There must be other reasons. In company with several other English Test players including Graeme Swann, he apparently now has less enthusiasm for “one dayers”, despite 4,184 runs at an average of over 48 in that format.
It is also evident that, at 31, he feels the need to conserve his energies and, in his own words, “to consider the intensity of the schedule and the increasing demands on my body”.
That may well be a fair assessment, but it is worth remembering that other top-notch batsmen – Ponting, Kallis, Tendulkar and Hussey among them – have continued to play limited-overs cricket with considerable success until their late thirties.
Perhaps KP has other agendas. The shortened forms of the game demand that players attempt more precarious shots, and even, in Pietersen’s case, invent them. Indeed, he is widely known for popularizing the “switch hit”, whereby a player changes his stance during the bowler’s run-up, and plays as a left-hander.
As a batsman whose supreme gift lies in driving the ball straight and with great power in the “v” between mid-off and mid-on, he knows that contrived and cross-batted strokes are fraught with infinitely more risk than shots played with the full blade of the willow. As Eoin Morgan, a brilliant limited-overs player can attest, bringing your unconventional one-day shots to the test arena does not always work.
Money may be a factor. KP will still make himself eligible for the Indian league (IPL), where he plays for the Delhi Daredevils for a reputed fee of 1.28 million pounds.
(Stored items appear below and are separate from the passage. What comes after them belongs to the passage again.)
PR #1141, opened 2020-08-17
Parallel progress reporter

### LINKED ISSUE #1111: Custom parallel reporter
* Should report which files are being run in progress bar that remains at bottom of output
* Spinner runs continuously to show you that its working
* On completion of file, show summary of tests, along with any problems, and how long it took to run
* Exploring event throttling to make sure it's not adding unnecessary overhead

gaborcsardi:
Still needed: 

- [x] final status line for each file
- [x] smoother spinner by adjusting the poll interval
- [x] make it default for parallel interactive tests
- [x] mark other reporters for parallel support (e.g. check, but not debug, etc.)
- [x] refactoring
- [x] colored status bar (needs the fansi package, probably)
- [x] ~~tests~~ We can do these later... 

Closes #1111


R/parallel.R
```diff
@@ -51,6 +51,9 @@ test_files_parallel <- function(
   # TODO: detect number of CPUs
   num_workers <- min(getOption("Ncpus", 4), length(test_paths), 4)
 
+  message("Starting work pool of ", num_workers,
```
hadley, line 54: Maybe "Starting x processes for parallel testing" ?

R/reporter-progress.R
```diff
@@ -308,6 +338,113 @@ CompactProgressReporter <- R6::R6Class("CompactProgressReporter",
...
+
+    update = function(force = FALSE) {
+      if (!force && !self$should_update()) return()
+      self$spin_frame <- self$spin_frame + 1L
+      status <- spinner(self$frames, self$spin_frame)
+
+      message <- paste(
+        status,
+        summary_line(self$n_ok, self$n_fail, self$n_warn, self$n_skip),
+        if (length(self$files) > 0) "@" else " starting up...",
```
hadley, line 438:
```suggestion
        if (length(self$files) > 0) "@" else "Starting up...",
```

(no space needed since you use `paste()` on the next line)

R/parallel.R
gaborcsardi: Yeah. I think if we keep the processes, then we'll need some terminology about them, this is why I started using "work pool", but yeah, it is not great, and we can change it later.

gaborcsardi: @hadley Hmmm, the edges case of "Starting 1 process for parallel testing" is weird. How about just "Starting x test processes"?

hadley: Actually, when will that occur? Why would we do parallel testing with one process?

gaborcsardi: E.g. when you are starting to write tests for a new package, or more often when you do `filter = "watcher"`. It would be annoying to switch back and forth between parallel and non-parallel modes based on how many files are matching.

gaborcsardi:
> the last status update hasn't been fully cleared

Ah, this is an RStudio thing again, I think. Let me try to find it.

R/parallel.R
hadley: Oh yeah, makes sense.

gaborcsardi:
Yeah, the bad output is because of this RStudio bug: https://github.com/rstudio/rstudio/issues/7649

We can work around it by clearing the last line first, instead of overwriting it, but unfortunately that creates flickering.

Another issue is that RStudio does not keep the last line of the screen as the last line, even though there is no newline emitted. This creates more flickering: https://github.com/rstudio/rstudio/issues/7650

gaborcsardi:
@hadley OK, updated the startup message, and worked around the display bug.

hadley:
Looks good, let's merge it 😄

Not bad for six weeks’ work.
Certainly, the financial rewards in the sub-continent are far higher then anything he can earn by playing for his country. He is, moreover, a married man with a young family. Those considerations are bound to have played a part in his decision-making.
His resolve has polarized expert opinion. Jonathan Agnew of the BBC has defended his decision; so too Geoffrey Boycott, who maintains it is a distant legacy of his treatment by the selectors when they relieved him of the captaincy.
On the other hand, Patrick Collins of The Daily Mail has described it as “resentful”, and former captain Michael Vaughan as “staggering”. Unsurprisingly, the current England coach Andy Flower says he “tried to dissuade him”.
But unless there is a change of heart somewhere fast, Pietersen is going to be lost to the game of one-day cricket. England’s most exciting, most enigmatic, most powerful and arguably most talented batsman is going to be sorely missed.